Task goal:
Print, in exact form, the lines below from the one containing "Stacked on #2253" through the one containing "LGTM. Thank your", and omit all others.

Source records:
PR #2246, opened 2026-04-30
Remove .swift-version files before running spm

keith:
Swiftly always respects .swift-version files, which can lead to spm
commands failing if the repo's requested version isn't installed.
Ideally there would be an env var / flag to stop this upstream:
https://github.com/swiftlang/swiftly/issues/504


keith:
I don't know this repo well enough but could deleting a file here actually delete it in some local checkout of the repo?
...
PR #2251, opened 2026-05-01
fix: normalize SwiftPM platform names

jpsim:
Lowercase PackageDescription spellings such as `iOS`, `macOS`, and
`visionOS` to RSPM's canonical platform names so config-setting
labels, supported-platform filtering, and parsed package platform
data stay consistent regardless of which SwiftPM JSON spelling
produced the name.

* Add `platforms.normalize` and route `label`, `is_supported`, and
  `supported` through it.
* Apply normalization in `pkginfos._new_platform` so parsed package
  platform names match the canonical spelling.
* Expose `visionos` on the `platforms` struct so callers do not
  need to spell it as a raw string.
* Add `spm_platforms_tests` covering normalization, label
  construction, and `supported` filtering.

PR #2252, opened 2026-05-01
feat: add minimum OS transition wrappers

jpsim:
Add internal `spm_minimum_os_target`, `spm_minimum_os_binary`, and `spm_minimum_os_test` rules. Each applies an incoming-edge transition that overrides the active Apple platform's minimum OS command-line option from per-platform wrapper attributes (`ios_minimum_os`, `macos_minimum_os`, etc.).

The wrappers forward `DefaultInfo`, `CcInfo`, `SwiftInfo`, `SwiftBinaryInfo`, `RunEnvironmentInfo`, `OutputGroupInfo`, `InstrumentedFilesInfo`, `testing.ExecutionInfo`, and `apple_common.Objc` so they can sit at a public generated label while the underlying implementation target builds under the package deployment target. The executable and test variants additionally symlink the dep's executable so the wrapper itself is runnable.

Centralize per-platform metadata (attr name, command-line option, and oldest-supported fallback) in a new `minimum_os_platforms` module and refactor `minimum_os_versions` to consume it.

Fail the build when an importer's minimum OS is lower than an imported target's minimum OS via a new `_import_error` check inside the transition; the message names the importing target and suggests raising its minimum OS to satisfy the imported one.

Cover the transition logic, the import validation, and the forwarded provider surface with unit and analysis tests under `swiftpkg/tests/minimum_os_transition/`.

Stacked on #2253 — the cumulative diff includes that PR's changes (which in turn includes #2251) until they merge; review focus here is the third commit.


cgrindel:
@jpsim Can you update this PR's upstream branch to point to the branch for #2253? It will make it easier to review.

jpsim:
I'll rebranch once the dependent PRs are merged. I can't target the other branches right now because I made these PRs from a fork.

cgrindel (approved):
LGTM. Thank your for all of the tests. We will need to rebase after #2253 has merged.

Finished task:
Stacked on #2253 — the cumulative diff includes that PR's changes (which in turn includes #2251) until they merge; review focus here is the third commit.


cgrindel:
@jpsim Can you update this PR's upstream branch to point to the branch for #2253? It will make it easier to review.

jpsim:
I'll rebranch once the dependent PRs are merged. I can't target the other branches right now because I made these PRs from a fork.

cgrindel (approved):
LGTM. Thank your for all of the tests. We will need to rebase after #2253 has merged.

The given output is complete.